Two of the key rights that care leavers have is to a ‘pathway plan’ based on an assessment of their individual needs and to a ‘Personal Adviser’, appointed by the local social services authority, who supports them, potentially until they are 25. There are regulations and guidance setting out how this should work in practice. One of the recommendations made by Ofsted in response to their findings was that care leavers should know what they are legally entitled to and helped to access support after they leave care.

Project aims

The aim of this SSJC project is to develop a tool which will help local organisations who are in contact with care leavers to identify whether they have the benefit of the planning and support they are entitled to and to help them access legal advice when needed.

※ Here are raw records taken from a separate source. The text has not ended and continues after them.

PR #332, opened 2023-05-22
API/Client: Revise null-checks for output parameters 

wooksong:
This patch eliminates null-checks for the output parameters, which require memory allocation at the callee side.

### DIFF
--- a/c/src/ml-api-service-agent-client.c
+++ b/c/src/ml-api-service-agent-client.c
@@ -18,6 +18,9 @@
 #include "ml-api-service-private.h"
 #include "ml-api-service.h"
 
+#define WARN_MSG_DPTR_SET_OVER "The memory blocks pointed by pipeline_desc will be set over with a new one.\n" \
+        "It is highly suggested that `%s` before it is set."
+
 #if defined(__TIZEN__)
 #include <app_common.h>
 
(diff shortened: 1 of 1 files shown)


c/src/ml-api-service-agent-client.c
```diff
@@ -143,9 +143,8 @@ ml_service_get_pipeline (const char *name, char **pipeline_desc)
         "The parameter, 'name' is NULL, It should be a valid string");
   }
 
-  if (!pipeline_desc) {
-    _ml_error_report_return (ML_ERROR_INVALID_PARAMETER,
-        "The parameter 'pipeline_desc'. It should be a valid char**");
+  if (pipeline_desc) {
+    *pipeline_desc = NULL;
```
songgot, line 147: I don't know well.
Shouldn't 'pipeline_desc' be the first address where memory is allocated?

wooksong: This is a **[out]** parameter.

An example usage as follows:
```
char *desc;

ml_service_get_pipeline(name, &desc);
```

```desc``` will point the first block of an allocated memory inside wherever ```ml_service_get_pipeline```.

**Review by songgot — APPROVED** [review]
LGTM

File: c/src/ml-api-service-agent-client.c (hunk 1 above)
Comment (songgot) [reply c/src/ml-api-service-agent-client.c:147]: Thank you for the detailed description.

File: c/src/ml-api-service-agent-client.c [hunk 2]
```diff
@@ -318,6 +339,7 @@ ml_service_get_pipeline_state (ml_service_h h, ml_pipeline_state_e * state)
   g_clear_error (&err);
 
   *state = (ml_pipeline_state_e) _state;
+
```
myungjoo, line 342: nah..

myungjoo (approved):
LGTM, except for the empty line add.

c/src/ml-api-service-agent-client.c
wooksong: Removed. Thanks.

niley7464 (approved):
LGTM 👍

jaeyun-jung (approved):

PR #333, opened 2023-05-22
API/Client: Replace g_new0 with g_try_new0

wooksong:
g_new0 would not work as the author intended. This patch replaces g_new0 macros with g_try_new0 macros so that memory allocation failure is checked at runtime.


songgot (approved):
LGTM

myungjoo (approved):
LGTM.

niley7464 (approved):
LGTM :)

jaeyun-jung (approved):

PR #334, opened 2023-05-22
API/Client: Use nested scope for JSON handling 

wooksong:
This is a trivial patch for code cleaning. Toward better readability, nested scope and g_auto* are used for JSON handling.

### DIFF
--- a/c/src/ml-api-service-agent-client.c
+++ b/c/src/ml-api-service-agent-client.c
@@ -497,7 +497,6 @@ int
 ml_service_model_activate (const char *name, const unsigned int version)
 {
   int ret = ML_ERROR_NONE;
-
   GError *err = NULL;
 
   check_feature_state (ML_FEATURE_SERVICE);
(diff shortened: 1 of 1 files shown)


c/src/ml-api-service-agent-client.c
```diff
@@ -143,9 +143,8 @@ ml_service_get_pipeline (const char *name, char **pipeline_desc)
         "The parameter, 'name' is NULL, It should be a valid string");
   }
 
-  if (!pipeline_desc) {
-    _ml_error_report_return (ML_ERROR_INVALID_PARAMETER,
-        "The parameter 'pipeline_desc'. It should be a valid char**");
+  if (pipeline_desc) {
```
myungjoo, line 146: ml_agent_dbus_interface_pipeline_get_description does the null check of pipeline_desc?

wooksong: @myungjoo

```ml_agent_dbus_interface_pipeline_get_description``` does, and it would be a problem only in the case of ```ml_agent_dbus_interface_pipeline_get_description(..., NULL, ...)```.

songgot (approved):
LGTM

myungjoo (approved):

anyj0527 (approved):
LGTM 👍

jaeyun-jung (approved):

PR #335, opened 2023-05-24
Daemon/DBus: Replace NULL with "" for the DBus out parameters

wooksong:
When the out parameter type is set to "s" (which means a string type value), it should not be a NULL value. This patch fixes such a case in the DBus callback implementation for the pipeline.


myungjoo (approved):

anyj0527 (approved):
LGTM✔

jaeyun-jung (approved):

PR #342, opened 2023-06-13
[fix] Fix mem leak in pipeline API @open sesame 6/14 14:43

anyj0527:
- Free GstTensorsConfig using gst_tensors_config_free
- Initialize ml_tensors_info_s before set a new one


c/src/ml-api-inference-pipeline.c
```diff
@@ -275,6 +275,8 @@ get_tensors_info_from_caps (GstCaps * caps, ml_tensors_info_s * info,
     }
   }
 
+  gst_tensors_config_free (&config);
```
jaeyun-jung, line 278: config at line 260 is not initialized. This may cause unexpected exception.

jaeyun-jung: I recommend adding config-free inside of for(;;) block.

jaeyun-jung (approved):

gichan-jang (approved):
LGTM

It is anticipated that students will have the opportunity to participate in:

  • meetings with care-experienced young people and those working with care leavers
  • researching relevant legal rights;
  • translating that material into a tool useable by non-lawyers in their work with young people;
  • considering how the work might be used to monitor and influence local policy and practice in the performance of the local authority’s statutory responsibilities.
Term Two, 2022/23

The Strategic Social Justice Clinic will embark on new projects in Term Two. One of those projects is likely to be a new phase of the Care Leavers project, focusing on testing and evaluating the Tool developed by students in Term One.

The other project is being developed with the Law Centre to focus on a new and topical area of Welfare Law. Further details will be available shortly.